------ DATASET EXTRACT
Issue #1825, opened 2018-02-10
Enhance xorg


lovedheart:
I think it is beneficial to enhance xorg library. I am working on this.

uberhacker:
I really appreciate all the hard work you have done to get the X window system working.  I just hope we can find a good home for all these new binaries!

jrjaggari:
Looks like xauth is missing. I get the following error, startx: xauth: not found

beliefless-dogmasless:
Yes it is missing:
https://www.x.org/archive/individual/app/xauth-1.0.10.tar.gz

uberhacker:
Would you like to add the package @beliefless-dogmasless? :)

beliefless-dogmasless:
The package works, but there is always something which I don't understand, why some gtk applications work and most don't with the "Cannot open display", I'm working on it. But until now, now luck. It's the same with guix(the package manager), packages install themselves, but there is a problem linking the 'interface'.

uberhacker:
Have you looked at CloudReady yet @beliefless-dogmasless?  They include all the X Window libraries out-of-the-box.  You could probably examine the directory structure and determine what is missing.  See https://www.neverware.com/freedownload.

beliefless-dogmasless:
http://www.linuxfromscratch.org/blfs/view/svn/index.html
propose all the X Window libraries out-of-the-box, too, but it's not about the libraries, it's about linking the interface. The last thing that pops up today was checking about iptables, if something blocks it, maybe some applications use "some services" to access the web and block their start, don't know, need to check that further.

PR #1830, opened 2018-02-10
Create xf86dgaproto.rb

lovedheart:
#1825

### DIFF
--- a/packages/xf86dgaproto.rb
+++ b/packages/xf86dgaproto.rb
@@ -1,0 +1,18 @@
+require 'package'
+
+class Xf86dgaproto < Package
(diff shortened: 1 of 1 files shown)


packages/xf86dgaproto.rb
```diff
@@ -0,0 +1,18 @@
+require 'package'
+
+class Xf86dgaproto < Package
+  description 'X.org XF86DGA protocol headers'
+  homepage 'http://www.x.org'
+  version '1.1.2'
```
uberhacker: This version doesn't appear to match the source_url version.

lovedheart:
Fix it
------------
#### GOAL OF THE EXERCISE
Your answer should be the records above, set down exactly.

#### ANSWER SECTION
Issue #1825, opened 2018-02-10
Enhance xorg


lovedheart:
I think it is beneficial to enhance xorg library. I am working on this.

uberhacker:
I really appreciate all the hard work you have done to get the X window system working.  I just hope we can find a good home for all these new binaries!

jrjaggari:
Looks like xauth is missing. I get the following error, startx: xauth: not found

beliefless-dogmasless:
Yes it is missing:
https://www.x.org/archive/individual/app/xauth-1.0.10.tar.gz

uberhacker:
Would you like to add the package @beliefless-dogmasless? :)

beliefless-dogmasless:
The package works, but there is always something which I don't understand, why some gtk applications work and most don't with the "Cannot open display", I'm working on it. But until now, now luck. It's the same with guix(the package manager), packages install themselves, but there is a problem linking the 'interface'.

uberhacker:
Have you looked at CloudReady yet @beliefless-dogmasless?  They include all the X Window libraries out-of-the-box.  You could probably examine the directory structure and determine what is missing.  See https://www.neverware.com/freedownload.

beliefless-dogmasless:
http://www.linuxfromscratch.org/blfs/view/svn/index.html
propose all the X Window libraries out-of-the-box, too, but it's not about the libraries, it's about linking the interface. The last thing that pops up today was checking about iptables, if something blocks it, maybe some applications use "some services" to access the web and block their start, don't know, need to check that further.

PR #1830, opened 2018-02-10
Create xf86dgaproto.rb

lovedheart:
#1825

### DIFF
--- a/packages/xf86dgaproto.rb
+++ b/packages/xf86dgaproto.rb
@@ -1,0 +1,18 @@
+require 'package'
+
+class Xf86dgaproto < Package
(diff shortened: 1 of 1 files shown)


packages/xf86dgaproto.rb
```diff
@@ -0,0 +1,18 @@
+require 'package'
+
+class Xf86dgaproto < Package
+  description 'X.org XF86DGA protocol headers'
+  homepage 'http://www.x.org'
+  version '1.1.2'
```
uberhacker: This version doesn't appear to match the source_url version.

lovedheart:
Fix it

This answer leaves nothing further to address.